--- Collected material Enclosed Below ---

PR #1020, opened 2019-03-31
Update INSTALL.md

semorrison:
`coq.dev` is gone from opam, so I suggest removing the first section of instructions.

--- End of Enclosed Collected material ---

Task brief >> Every line, from the one holding "Update INSTALL.md" through the last line of the material above, should be transcribed exactly, and no line outside that range.

Exercise response >>
Update INSTALL.md

semorrison:
`coq.dev` is gone from opam, so I suggest removing the first section of instructions.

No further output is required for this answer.